02 Nisan 2007

ADALAR POSTASI-2: büyükada...

ADALAR POSTASI / 3 NİSAN 2005



Fransa Kralı I. François’nın, ilkçağ uygarlığının yeşerdiği bölgelerin keşfi ve incelenmesi amacıyla doğuya gönderdiği heyetle birlikte 1544 yılında İstanbul’a gelerek 1547 yılına kadar burada kalan ve 1548 yılında Kanuni Sultan Süleyman’ın İran Seferi’ne katılarak 1550 yılında yeniden İstanbul’a dönen Petrus Gyllius, “De Bosporo Thracio” (İstanbul Boğazı) adlı eserinde Büyükada'dan şöyle bahseder:

Büyükada

Prinkipos Adası (Büyükada) Heybeliada'dan yaklaşık 5 stadion uzaklıktadır. Adını, genç kızlıklarını inzivaya çekilerek geçiren hükümdar kızlarının kalabalık manastırlarından alır. Georgios Kedrenos, Iustinianus'un yeğeni Iustinus'un, İstanbul'un dış mahallesi Prinkipos'un adını alan manastır yaptırdığını söyler.

Zonaras, Nikephoros'un, Irene'yi, bizzat onun yaptırdığı bir manastırın olduğu, Prinkipos adındaki adaya sürgüne gönderdiğini yazar, olasılıkla bu nedenle Prinkipos adını almıştır. Ada, Heybeliada'nın iki katından daha büyüktür. Yükseklik açısından daha önce sözü edilen adaları aşar ya da aynı yüksekliktedir. Kuzeydoğusunda, kıyı düzlüğüne kurulmuş, Prinkipos adını taşıyan bir köy vardır. Köyün güneydoğuya bakan kıyısında, beş yüzden fazla münzevi kadının yaşadığI eski bir manastırın görkemli temelleri görülür.

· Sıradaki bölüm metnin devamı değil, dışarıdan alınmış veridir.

PR #658, opened 2026-08-24
Fix: Plugin icons still missing

### LINKED ISSUE #611: Plugin icons still missing
Image

This has been around since a very early pre-release version. Is there any way to fix this issue of plugins missing their icons? About 50% of plugins I use are missing their icons. It's not that they don't have icons—the icon is there in the Add Plugins screen.

```
Plugin version:    1.1.0
WordPress version: unknown
Viewport:          2367x1387
Platform:          MacIntel
Current URL:       https://bricks.infinitemonkeys.ca/wp-admin/plugins.php?plugin_status=all&paged=1&s&desktop_mode_portal=1&desktop_mode_portal_intent=1
```

</details>

hbhalodia:
Fixes #611

### Problem

Some of installed plugins paint the placeholder instead of their icon, while the same icon shows fine on **Add Plugins**.

### Cause

The icon URL was built rather than looked up: `https://ps.w.org/<folder>/assets/icon.svg`, with the card walking `svg → png → gif` on error. That guess is wrong twice over.

- **Format** — plugins also upload JPEG, which was in neither the guess nor the chain. Gutenberg is example  as it only have JPEG, so every candidate 404s.
- **Slug** — the folder is not always the directory slug. `hello.php` is listed as `hello-dolly`.

Add Plugins is unaffected because it doesn't guess: it reads the `icons` map wp.org returns, which WordPress already caches locally in the `update_plugins` transient.

### Fix

That map is now consulted before guessing — **local file → `icons` (`svg` → `2x` → `1x`, core's own ladder) → guessed SVN URL** — and the guessed chain gains the JPEG variants for a cold transient. `icons['default']` (wp.org's geopattern for plugins with no art) is skipped, so those keep the window's placeholder.

`openstation_wporg_slug` was reading the same transient by hand; both now share one reader.

### Testing

On a site with Gutenberg or Hello Dolly active, open the Plugins window — both were iconless before, both resolve now.

<a href="https://playground.wordpress.net?blueprint-url=data:application/json,%7B%22%24schema%22%3A%22https%3A%2F%2Fplayground.wordpress.net%2Fblueprint-schema.json%22%2C%22landingPage%22%3A%22%2Fopenstation%2F%22%2C%22preferredVersions%22%3A%7B%22php%22%3A%228.3%22%2C%22wp%22%3A%22latest%22%7D%2C%22features%22%3A%7B%22networking%22%3Atrue%7D%2C%22siteOptions%22%3A%7B%22blogname%22%3A%22OpenStation%22%7D%2C%22steps%22%3A%5B%7B%22step%22%3A%22login%22%2C%22username%22%3A%22admin%22%2C%22password%22%3A%22password%22%7D%2C%7B%22step%22%3A%22installPlugin%22%2C%22pluginData%22%3A%7B%22resource%22%3A%22url%22%2C%22url%22%3A%22https%3A%2F%2Fgithub.com%2FWordPress%2Fopenstation%2Freleases%2Fdownload%2Fci-artifacts%2Fpr-658-52be6567cc91a59aa44118719425746fe45b92f7.zip%22%7D%2C%22options%22%3A%7B%22activate%22%3Atrue%7D%7D%5D%7D" target="_blank" rel="noopener noreferrer">
</a>


tests/phpunit/tests/pluginsWindowRegistration.php
```diff
@@ -633,6 +633,103 @@ public function test_icon_url_single_file_uses_textdomain_fallback() {
...
+	 *
+	 * @param string $plugin_file Plugin file the entry describes.
+	 * @param array  $icons       The entry's `icons` map.
+	 * @param string $slug        Directory slug; defaults to the folder.
+	 */
+	private function prime_update_transient( $plugin_file, $icons, $slug = '' ) {
+		set_site_transient(
+			'update_plugins',
+			(object) array(
+				'response'  => array(),
```
mmtr: This helper needs `'last_checked' => time()`, like every other seeded transient in this file.

Without it, `maybe_refresh_update_transient()` doesn't hit the 12h short-circuit, so `wp_update_plugins()` runs and the real wp.org response overwrites the seeded entry (`gutenberg/gutenberg.php` isn't actually installed). `field_icon_url()` never primed before this PR, which is why this is only biting now.

The three new tests pass in a full run only because `static $primed` was already set by `test_update_available_field_reports_false_when_no_update` earlier in the class. In isolation:

```
npm run test:php -- --filter='test_icon_url_prefers_directory_icons_over_guess'
```

```
-'https://ps.w.org/gutenberg/assets/icon-256x256.jpg?rev=1776042'
+'https://ps.w.org/gutenberg/assets/icon.svg'
```

`test_icon_url_survives_a_slug_that_is_not_the_folder` fails the same way. `test_icon_url_ignores_the_wporg_default_geopattern` passes for the wrong reason: the transient gets wiped, so the guessed URL it asserts is what you'd get with no entry at all. It isn't proving `default` is skipped.

Adding `'last_checked' => time()` makes all three pass in isolation. Verified locally.

includes/plugins-window/rest-fields.php
```diff
@@ -548,6 +574,37 @@ function openstation_plugins_window_field_icon_url( $row ) {
...
+		if ( empty( $icons[ $size ] ) || ! is_string( $icons[ $size ] ) ) {
+			continue;
+		}
+		$url = esc_url_raw( $icons[ $size ] );
+		if ( '' !== $url ) {
+			return $url;
+		}
+	}
+
+	return null;
```
mmtr, line 611: When wp.org gave us an `icons` map with only `default`, we know for a fact the plugin uploaded no art. Falling through to the guess means the card then walks all seven candidates (404 each) before painting the dashicon.

Returning `null` here when `$entry['icons']` is a non-empty array with no `svg`/`2x`/`1x` gets the placeholder straight away. That also matches what the hooks-reference line already promises ("`default` is skipped, so an iconless plugin still gets the window's placeholder").

includes/plugins-window/rest-fields.php
```diff
@@ -548,6 +574,37 @@ function openstation_plugins_window_field_icon_url( $row ) {
 	);
 }
 
+/**
+ * Pick a card icon out of the `icons` map wp.org returned.
+ *
+ * `svg` → `2x` → `1x`, the ladder core's Add Plugins cards use (see
+ * `WP_Plugin_Install_List_Table::display_rows()`); matching it is what
+ * makes the two screens agree. `default` — wp.org's geopattern for
```
mmtr, line 588: Small thing: this matches core's Add Plugins ladder, but not the Add Plugins tab in this same window. `pickIcon()` in `src/plugins-window/card.ts` ranks `icons.default` above `2x`/`1x` and never skips it, so the same plugin can show a geopattern under Add Plugins and a dashicon under Installed.

Either align the two or say here that they diverge on purpose.

docs/hooks-reference.md
```diff
@@ -3018,7 +3018,9 @@ apply_filters( 'openstation_plugins_window_icon_url', string|null $url, string $
...
+2. **The directory's own `icons` map** — whatever wp.org returned for this plugin, cached in the `update_plugins` transient, read `svg` → `2x` → `1x` exactly as core's "Add Plugins" cards read it. Used verbatim, `?rev=` cache-buster included. `default` (wp.org's generated geopattern for plugins that uploaded no art) is skipped, so an iconless plugin still gets the window's placeholder.
+3. **Guessed wp.org SVN asset** — `https://ps.w.org/<slug>/assets/icon.svg`, for when that metadata isn't cached. `<slug>` is the directory slug when known, else the folder name, else the textdomain. Guessing is last because both halves are unknowable: the format (Gutenberg and UpdraftPlus ship JPEG only) and the slug (`hello.php` is listed as `hello-dolly`). The JS card walks a candidate chain (SVG → 256 PNG/JPEG/GIF → 128 PNG/JPEG/GIF) on `<img>` error for URLs of exactly this shape, then drops to the placeholder. Local, `icons`-map and custom URLs are one-shot, then placeholder.
+
```
mmtr: Nit: extra blank line here.

src/plugins-window/icon-fallback.ts
```diff
@@ -34,15 +34,16 @@ function buildCandidates( initialUrl: string ): string[] {
...
-	// over GIF within each size — PNG is faster to decode + render
-	// for a 32-px card cell, GIF only matters when that's the only
-	// format the plugin shipped (Elementor, a handful of others).
+	// 256-px variants before the 128 set, and within each size the
+	// likeliest format first — PNG also being the fastest to decode
+	// for a 32-px cell.
 	return [
 		initialUrl,
 		base + 'icon-256x256.png',
+		base + 'icon-256x256.jpg',
```
mmtr, line 43: wp.org accepts `icon-*.jpeg` too, not just `.jpg`. Low stakes now that the map is the primary path, but the "the format is unknowable" reasoning applies here as well.

mmtr (changes requested):
Thanks for digging into this one, @hbhalodia. The diagnosis is spot on: guessing a URL when wp.org already handed us the `icons` map was the bug, and reading both `response` and `no_update` through one shared helper is the right shape. Precedence is correct, the map URL goes through `esc_url_raw`, and keeping `WP_ORG_ASSET_RE` anchored on `icon\.svg$` so the `?rev=` URLs stay one-shot is a nice detail.

I ran the suite on the branch: `test:php` (55/55 in that class), `test:js`, `typecheck`, `lint` and `lint:php` are all green.

One blocking thing on the tests, plus a few smaller notes inline. 🙇

tests/phpunit/tests/pluginsWindowRegistration.php
hbhalodia: Thanks @mmtr for the detailed review. I have checked and this fails when only a single test is run via `--filter`. I would update the transient the way other tests are using in the files.

This is resolved in - https://github.com/WordPress/openstation/pull/658/commits/69aa0257fb00fcb96096a2323b8dc6a438d4d2c5

includes/plugins-window/rest-fields.php
hbhalodia: Thanks, I have updated to check if we have non empty icon array, do not make the default as null and skip that, so it won't waste resources in guessing the URLs.

Fixed in - https://github.com/WordPress/openstation/pull/658/commits/64549b07797d254851b54e26035bdb0d1123ebda

includes/plugins-window/rest-fields.php
hbhalodia: I guess, we should align this 2 instead of saying that they diverge to make it consistent accross the screens. I would update PR to make sure default is added after `1x` in order.

Fixed in - https://github.com/WordPress/openstation/pull/658/commits/6e6d8069372fbc7ef0ace3a45508dfac1f377dce

docs/hooks-reference.md
hbhalodia: Thanks, this is removed.

Fixed in - https://github.com/WordPress/openstation/pull/658/commits/da830ff0e513719c409747d90b518cec13c85a38

src/plugins-window/icon-fallback.ts
hbhalodia: Thanks, have added the `jpeg` to the list as well.

Fixed in - https://github.com/WordPress/openstation/pull/658/commits/f1d1a9de03d906d7112a716c7b88d31926a3ff41

hbhalodia:
Thanks @mmtr For the review, The feedbacks are now addressed. Can you please re-review?

mmtr (approved):
All good now, thank you!

PR #656, opened 2026-08-23
Trash: localize config before the lazy payload harvest

AllTerrainDeveloper:
Since bundles went lazy (#613), openstation_enqueue_assets() harvests every native window's wp_localize_script data into the shell payload at admin_enqueue_scripts priority 10. The recycle bin and the games window still attached their config at priority 30 — fine for as long as their bundles were enqueued eagerly and WordPress printed the data at print time, but on the lazy path the payload had already shipped without it. The visible failure: the Trash window opens, lists nothing, and logs "openStationRecycleBinConfig is missing".

Both localizers move to priority 5, alongside the native-window data attach, and a new test pins the contract for every module that localizes config onto a lazy window handle: attach before the harvest, or your bundle boots blind.

Claude-Session: https://claude.ai/code/session_0119U4sRRWGcTQdwYreTwpAp

<a href="https://playground.wordpress.net?blueprint-url=data:application/json,%7B%22%24schema%22%3A%22https%3A%2F%2Fplayground.wordpress.net%2Fblueprint-schema.json%22%2C%22landingPage%22%3A%22%2Fopenstation%2F%22%2C%22preferredVersions%22%3A%7B%22php%22%3A%228.3%22%2C%22wp%22%3A%22latest%22%7D%2C%22features%22%3A%7B%22networking%22%3Atrue%7D%2C%22siteOptions%22%3A%7B%22blogname%22%3A%22OpenStation%22%7D%2C%22steps%22%3A%5B%7B%22step%22%3A%22login%22%2C%22username%22%3A%22admin%22%2C%22password%22%3A%22password%22%7D%2C%7B%22step%22%3A%22installPlugin%22%2C%22pluginData%22%3A%7B%22resource%22%3A%22url%22%2C%22url%22%3A%22https%3A%2F%2Fgithub.com%2FWordPress%2Fopenstation%2Freleases%2Fdownload%2Fci-artifacts%2Fpr-656-6088a33ed0485f3fb7239ff1a1518cf0210214fe.zip%22%7D%2C%22options%22%3A%7B%22activate%22%3Atrue%7D%7D%5D%7D" target="_blank" rel="noopener noreferrer">
  Open WordPress Playground Preview
</a>

PR #659, opened 2026-08-24
Menu-refresh probe: attach script data before the payload harvest

AllTerrainDeveloper:
## What broke

Since #613, WP Explorer's WooCommerce integration rides the Explorer window as a lazy **companion script**, delivered through the native-windows payload together with its `openStationWooConfig` inline blob (attached to the handle at `admin_enqueue_scripts` ≤ 5, harvested into the payload at 10 — the contract #656 pinned).

That chain holds for the boot payload and the admin-footer bridge — but not for the **menu-refresh probe**. `wp.os.refreshMenu()` (auto-fired on plugin activation/deactivation and on any `os-menu-signature` drift) spawns a hidden iframe whose handler short-circuits `admin.php` on **`admin_init` @ 99 — before Core ever fires `admin_enqueue_scripts`**. Nothing was ever attached, so the probe's payload shipped every window's companion with empty `scriptBefore` / `scriptL10n` arrays. The shell refreshes its native-window index from every payload it receives, so one menu refresh silently downgraded entries the boot payload had delivered complete.

The visible casualty: after any menu refresh, the first lazy open of WP Explorer loaded the Woo companion with no config — **order bands gone, merchant preview panels dark**, nothing in the console to say why. The recycle-bin and games configs were stripped from probe payloads the same way. Pre-#613 none of this mattered because the bundles and their config were printed eagerly at boot.

## The fix

- **`openstation_menu_refresh_probe_payload()`** (new, `chromeless-bridge.php`): the probe now replays `admin_enqueue_scripts` before building its payload — inside a discarded output buffer (an echoing callback must not beat the short-circuit's `header()` calls), with the current screen set first, because `admin.php` only calls `set_current_screen()` *after* `admin_init` and Core's own block-editor enqueue callbacks read `get_current_screen()->id` unguarded. Guarded by `did_action()`, so any request where Core fired the hook is a pure pass-through. Fixes Woo, recycle bin, games, and any third-party window following the documented attach-at-≤5 contract in one move — no new hook, no parallel contract.
- **Woo assets cache-bust by `filemtime`** like the Explorer assets they ride with. They're fetched lazily by URL, so a `ver` that only moves on release let a browser's cached copy outlive builds within one — stale-companion contract drift with no error pointing at it.

## Scope / risk

The replay lives only in the probe request — a throwaway hidden iframe that exits before any print pipeline runs. Enqueue callbacks it fires are the same ones every real admin page already runs; anything they echo is buffered and discarded. Worst case (a callback fataling in the unusual context) breaks only the probe, degrading to `refreshMenu()`'s pre-existing timeout path.

## Verification

- Regression test pins that the probe payload carries handle-attached inline data (`Tests_OpenStation_NativeWindowLazyScript`).
- Full PHPUnit suite green (2384 tests), `phpcs -n` clean, `npm run build` clean.
- Live before/after on a real store: the unpatched probe response contains neither `openStationWooConfig` nor `openStationRecycleBinConfig`; the patched one carries both, and the Explorer's Woo bands/previews survive a menu refresh.

<a href="https://playground.wordpress.net?blueprint-url=data:application/json,%7B%22%24schema%22%3A%22https%3A%2F%2Fplayground.wordpress.net%2Fblueprint-schema.json%22%2C%22landingPage%22%3A%22%2Fopenstation%2F%22%2C%22preferredVersions%22%3A%7B%22php%22%3A%228.3%22%2C%22wp%22%3A%22latest%22%7D%2C%22features%22%3A%7B%22networking%22%3Atrue%7D%2C%22siteOptions%22%3A%7B%22blogname%22%3A%22OpenStation%22%7D%2C%22steps%22%3A%5B%7B%22step%22%3A%22login%22%2C%22username%22%3A%22admin%22%2C%22password%22%3A%22password%22%7D%2C%7B%22step%22%3A%22installPlugin%22%2C%22pluginData%22%3A%7B%22resource%22%3A%22url%22%2C%22url%22%3A%22https%3A%2F%2Fgithub.com%2FWordPress%2Fopenstation%2Freleases%2Fdownload%2Fci-artifacts%2Fpr-659-a77b9f538cc97ce5d8a4dbe264f58dd668333183.zip%22%7D%2C%22options%22%3A%7B%22activate%22%3Atrue%7D%7D%5D%7D" target="_blank" rel="noopener noreferrer">
</a>

### DIFF
--- a/includes/my-wordpress/integrations/woocommerce.php
+++ b/includes/my-wordpress/integrations/woocommerce.php
@@ -1900,23 +1900,32 @@ add_action( 'rest_api_init', 'openstation_my_wordpress_woo_register_routes' );
 /**
  * Register the integration bundle.
  *
+ * Cache-busted by `filemtime`, like the window bundle it rides along
+ * with (see `openstation_my_wordpress_register_assets()`). The bundle
+ * is fetched lazily by URL, so a `ver` that only moves on release
+ * would let a browser's cached copy outlive builds within one — a
+ * stale companion against a fresh WP Explorer bundle is a contract
+ * drift no error message points at.
+ *
  * @return void
  */
 function openstation_my_wordpress_woo_register_assets() {
+	$js_path = OPENSTATION_DIR . 'assets/js/my-wordpress-woocommerce' . openstation_asset_suffix() . '.js';
 	wp_register_script(
 		'os-my-wordpress-woocommerce',
-		OPENSTATION_URL . 'assets/js/my-wordpress-woocommerce' . ( defined( 'SCRIPT_DEBUG' ) && SCRIPT_DEBUG ? '' : '.min' ) . '.js',
+		OPENSTATION_URL . 'assets/js/my-wordpress-woocommerce' . openstation_asset_suffix() . '.js',
 		array( 'wp-hooks' ),
-		OPENSTATION_VERSION,
+		file_exists( $js_path ) ? (string) filemtime( $js_path ) : OPENSTATION_VERSION,
 		true
 	);
 	wp_set_script_translations( 'os-my-wordpress-woocommerce', 'desktop-mode' );
 
+	$css_path = OPENSTATION_DIR . 'assets/css/my-wordpress-woocommerce.css';
 	wp_register_style(
 		'os-my-wordpress-woocommerce',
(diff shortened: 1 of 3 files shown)


AllTerrainDeveloper:
@claude can you review?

Manastırın karşısında, Büyükada'dan biraz uzakta yer alan Anterovitos (Sedef) adında küçük bir ada vardır. Daha sonra, aynı kıyıda, Karya adlı bir köy gelir. Köyün yukarısındaki sırt, vadi yönünde daralarak, hafifçe yükselir ve vadi, iki tepeyle çevrili, adayı doğudan batıya doğru ortadan böler. Adanın güneye bakan kıyısı kayalıklarla çevrilerek berkitilmiştir ama batı kıyı daha küçük kayalarla kuşatılır. Adanın çevresi 60 stadion'u aşmaz.

Adanın güney kıyısı yakınında Andros adını verdikleri bir ada vardır. Kuzeydoğusunda da, aşağı yukarı on mil uzaklıkta Aziz Andreas'ın adını taşıyan ada yer alır. Bu ada, manastırın bulunduğu doğuya bakan kenarı dışında her yanı yüksek ve sarp kayalarla berkitilmiştir. Adayla anakara arasında 4 stadion genişliğinde deniz yer alır.

Adanın biraz ötesinde, Astakos (İzmit) Körfezi'ne doğru çıkıntı yapan burun, Ptolemaios'un adlandırdığı gibi, günümüze kadar Akritas adını taşıdı. Menippos, burnun Kadıköy'den olan uzaklığının 60 stadion olduğunu söylemişti.

Sözü edilen tüm adalar karadan kopmuş gözükürler. Bu adaların dördü, yani Kınalıada, Burgazada, Heybeliada ve Büyükada, kuzeye bakan yanlarıyla bir körfez oluştururlar. Kınalıada ve Büyükada bu körfezin iki yan koluysa, Burgaz ve Heybeli körfezin iç girintisidir. Kınalıada'nın doğu yanından bakıldığında dört adanın oluşturduğu körfez görülür, adalar arasına karışan kanalların farkına varılmaz. Bu dört adayı bilmeyen bir kimse, dört tepenin aynı adada olduğunu düşünecektir; birinci tepe Kınalıada, ikinci tepe Burgazada, üçüncü tepe Heybeliada ve dördüncü tepe Büyükada'dır. Adaları anakaradan ayıran boğaz 60 stadion'dan biraz daha fazla genişliktedir.


Petrus Gyllius (latinceden çeviri: Erendiz Özbayoğlu)., İstanbul Boğazı, İstanbul (2000)245-246.